TASK PROMPT —
Please give the number of lines in the records below where the word "CMath" occurs, and nothing else.

::: DATA TO PROCESS :::

PR #5358, opened 2023-04-04
Fix duplication of `IS_UNSIGNED_IMPL`

### LINKED ISSUE #5356: [BUG] Error at compilation with `overflowcheck(True)`.
### Describe the bug

I get an error at compilation when using `overflowcheck(True)` with 3.0.0b2.
Prior version worked well.

```cython
%%cython --cplus

cimport cython

@cython.overflowcheck(True)
cdef size_t _mul_checked(size_t a, size_t b) except? -1:
    return a * b

def f(size_t[:] a, size_t[:] b):
    return _mul_checked(a.shape[0], b.shape[0])
```
Output:
```
Content of stderr:
/home/eric/.cache/ipython/cython/_cython_magic_7ec89a75959ed7157c2554d3336a3feedfc6cd9d.cpp:2382:8: error: redefinition of ‘struct __PYX_IS_UNSIGNED_IMPL<T>’
 2382 | struct __PYX_IS_UNSIGNED_IMPL {static const bool value = T(0) < T(-1);};
      |        ^~~~~~~~~~~~~~~~~~~~~~
/home/eric/.cache/ipython/cython/_cython_magic_7ec89a75959ed7157c2554d3336a3feedfc6cd9d.cpp:1329:8: note: previous definition of ‘struct __PYX_IS_UNSIGNED_IMPL<T>’
 1329 | struct __PYX_IS_UNSIGNED_IMPL {static const bool value = T(0) < T(-1);};
      |        ^~~~~~~~~~~~~~~~~~~~~~
```

### Expected behaviour

_No response_

### OS

Linux

### Python version

3.10.0

### Cython version

3.0.0b2

### Additional context

_No response_

0dminnimda:
Closes #5356, Fixes #5302

### DIFF
--- a/Cython/Utility/Buffer.c
+++ b/Cython/Utility/Buffer.c
@@ -53,7 +53,7 @@ static void __Pyx_RaiseBufferFallbackError(void) {
 
 /////////////// BufferFormatStructs.proto ///////////////
 //@proto_block: utility_code_proto_before_types
-//@requires: Overflow.c::Common
+//@requires: CMath.c::IsUnsigned
 
 /* Run-time type information about structs used with buffers */
 struct __Pyx_StructField_;
--- a/Cython/Utility/Buffer.c
+++ b/Cython/Utility/Buffer.c
@@ -53,14 +53,7 @@ static void __Pyx_RaiseBufferFallbackError(void) {
 
 /////////////// BufferFormatStructs.proto ///////////////
 //@proto_block: utility_code_proto_before_types
-
-#ifdef __cplusplus
-template<typename T>
-struct __PYX_IS_UNSIGNED_IMPL {static const bool value = T(0) < T(-1);};
-#define __PYX_IS_UNSIGNED(type) __PYX_IS_UNSIGNED_IMPL<type>::value
-#else
-#define __PYX_IS_UNSIGNED(type) (((type) -1) > 0)
-#endif
+//@requires: Overflow.c::Common
 
 /* Run-time type information about structs used with buffers */
 struct __Pyx_StructField_;
--- a/Cython/Utility/Buffer.c
+++ b/Cython/Utility/Buffer.c
@@ -53,7 +53,6 @@ static void __Pyx_RaiseBufferFallbackError(void) {
 
 /////////////// BufferFormatStructs.proto ///////////////
 //@proto_block: utility_code_proto_before_types
-//@requires: CMath.c::IsUnsigned
 
 /* Run-time type information about structs used with buffers */
 struct __Pyx_StructField_;
--- a/Cython/Utility/CMath.c
+++ b/Cython/Utility/CMath.c
@@ -101,9 +101,9 @@ static CYTHON_INLINE %(type)s %(func_name)s(%(type)s b, %(type)s e) {
     #ifdef __cplusplus
         template <typename T>
         struct __PYX_IS_UNSIGNED_IMPL {static const bool value = T(0) < T(-1);};
-        #define __PYX_IS_UNSIGNED(type) __PYX_IS_UNSIGNED_IMPL<type>::value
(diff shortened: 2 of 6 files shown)


0dminnimda:
It is c++ only issue, but I see no reason for why not to have this test checks for c

Cython/Utility/Buffer.c
```diff
@@ -53,14 +53,7 @@ static void __Pyx_RaiseBufferFallbackError(void) {
...
 //@proto_block: utility_code_proto_before_types
-
-#ifdef __cplusplus
-template<typename T>
-struct __PYX_IS_UNSIGNED_IMPL {static const bool value = T(0) < T(-1);};
-#define __PYX_IS_UNSIGNED(type) __PYX_IS_UNSIGNED_IMPL<type>::value
-#else
-#define __PYX_IS_UNSIGNED(type) (((type) -1) > 0)
-#endif
+//@requires: Overflow.c::Common
```
scoder, line 56: I don't think we need the `__Pyx_check_twos_complement()` part in `Common.c` for this. Thus, it might be worth extracting the unsigned checks into a new, separate utility code section and let both existing utility code sections depend on that.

:::

RESPONSE AREA —
4